Un budget de la défense qui sera nécessairement revu à la hausse
Le budget de défense voté par le précédent gouvernement au pouvoir à Taïwan affiche une légère hausse pour cette année à près de 10 milliards de dollars, mais restera le plus bas depuis 10 ans comparativement au PIB (1,8%).
Nul doute que les besoins du puissant Ministère de la Défense nationale (MND) vont s’accroître dans les toutes prochaines années, notamment avec l’arrivée de programmes déjà annoncés comme celui du futur avion d’entraînement de la ROCAF qui devrait être lancé d’ici 2017. Trois plateformes sont proposées par l‘industriel AIDC pour le remplacement des vénérables F-5F et AT-3 Tzu Chung : une nouvelle génération d’AT-3 (AT-3 Max), une variante spécialisée du chasseur supersonique F-CK-1 Ching-Kuo (XAT-5) et une version du M-346 d’Alenia Aermacchi produite localement.
L’augmentation du budget de la défense de Taïwan devrait aussi profiter au NCIST (National Chung-Shan Institute of Science & Technology) qui a notamment dévoilé un programme de drone MALE (Moyenne Altitude Longue Endurance) en août dernier à Taïpei à l’occasion du salon aéronautique TADTE.
Mais d’autres dépenses vont venir s’ajouter pour les besoins pressants de la ROCAF qui n’a pas intégré de nouveaux chasseurs depuis plus d’une décennie et qui voit sa flotte vieillir. Le programme de modernisation de ses vieux F-16A est désormais lancé jusqu’en 2022 (F-16V), tout comme celui de ses F-CK-1 jusqu’en 2018. En revanche une importante composante de la ROCAF risque de partir à la fin de la décennie, faute de programme de modernisation à mi-vie : la flotte de Mirage 2000-5EI livrée par Dassault à Taïwan à partir de 1997.
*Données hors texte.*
PR #2426, opened 2023-03-16
fix: Erroneous number of search results when using advanced people search - EXO-63148 -  Meeds-io/meeds#818

akhanfir:
Prior to this change, when Go to People page and make an advanced search on a field and confirm, The number of results displayed on the top of the page is lesser than the real number of cards displayed by 1 card. After this changes,  the number of results displayed have the real number of cards in the results.

### DIFF
--- a/component/core/src/main/java/org/exoplatform/social/core/jpa/storage/EntityConverterUtils.java
+++ b/component/core/src/main/java/org/exoplatform/social/core/jpa/storage/EntityConverterUtils.java
@@ -152,25 +152,32 @@ public class EntityConverterUtils {
       for (Entry<String, String> entry : properties.entrySet()) {
         String key = entry.getKey();
         String value = entry.getValue();
-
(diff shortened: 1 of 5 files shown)


webapp/portlet/src/main/webapp/vue-apps/people-list/components/PeopleCardList.vue
```diff
@@ -241,9 +241,6 @@ export default {
         users = users.slice(0, this.limitToFetch);
         this.users = users;
         this.peopleCount = data && data.size && data.size || 0;
-        if (this.peopleCount > 0 && this.filter === 'all' && !this.keyword) {
```
ahamdi: Why was this ```-1``` present ? was it to not count root user ?

rdenarie (changes requested):
Can you explain
- WHY the number is not correct ?
- HOW you fix it ?

Theses information should be in the commit message
Thanks

akhanfir:
This pr is closed by an incorrect command line and I have replaced it with this pr :  https://github.com/Meeds-io/social/pull/2458

PR #2428, opened 2023-03-16
feat: Open Left menu when hovering the hamburger icon - MEED-1807 - Meeds-io/meeds#755

SaraBoutej:
This changes allows to add: 
- A ripple effect when hovering the hamburger menu
- Add Timeout of 5 ms before opening or closing the left menu with mouseover and mouseleave events

### DIFF
--- a/webapp/portlet/src/main/webapp/skin/less/portlet/HamburgerMenu/Style.less
+++ b/webapp/portlet/src/main/webapp/skin/less/portlet/HamburgerMenu/Style.less
@@ -90,6 +90,40 @@
       width: 16px;
       height: 16px;
     }
+    .ripple {
+      &:before {
+        content: "";
+        position: absolute;
+        background-color: rgba(0,0,0,.1);
+        width: 10%;
+        height: 25%;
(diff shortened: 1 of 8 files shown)


webapp/portlet/src/main/webapp/skin/less/portlet/HamburgerMenu/Style.less
```diff
@@ -90,6 +90,40 @@
       width: 16px;
       height: 16px;
     }
+    .ripple {
```
boubaker: please use ripple effect of button in Vuetify

SaraBoutej: I tried v-ripple directive, but it's applied only with click event not with hover event
cc @boubaker

boubaker: ok, we will have to check it together.

boubaker (approved):

PR #2436, opened 2023-03-17
fix: activity params keys case insensitivity block activity updates -EXO-62802 - Meeds-io/meeds#815

### LINKED ISSUE #815: Activity params keys case insensitivity block activity updates
Environment: 6.4.0-RC02 (Only on Mysql)

Step to reproduce:

Edit a document
On Only office editor, create a version with a comment. A post is generated in the stream
Like the post
Current behavior

- We can't like the post.

Expected behavior

-We can like the post.

hakermi:
Prior to this change, on mysql a the column of activity template params case insensitive by default, this have created an issue when attempting to like a comment activity and an error of duplicated entry exception is thrown.
This PR modifies the affected column by adding the binary keyword to make the column case sensitive

### DIFF
--- a/component/core/src/main/resources/db/changelog/social-rdbms.db.changelog-1.0.0.xml
+++ b/component/core/src/main/resources/db/changelog/social-rdbms.db.changelog-1.0.0.xml
@@ -900,4 +900,10 @@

La ROCAF espère toujours pouvoir compenser ce départ avec l’acquisition d’une soixantaine de nouveaux F-16, tout en rêvant de pouvoir un jour acquérir des F-35B (variante STOVL du JSF), mais ces deux projets n’ont pour l’instant pas été soutenus par l’administration Obama. Une chose est néanmoins sûre, quelle que soit l’issue des prochaines élections présidentielles américaines en novembre, Lockheed Martin reste de fait le mieux placé tout en étant imperméable aux menaces de rétorsion éventuelles de Pékin.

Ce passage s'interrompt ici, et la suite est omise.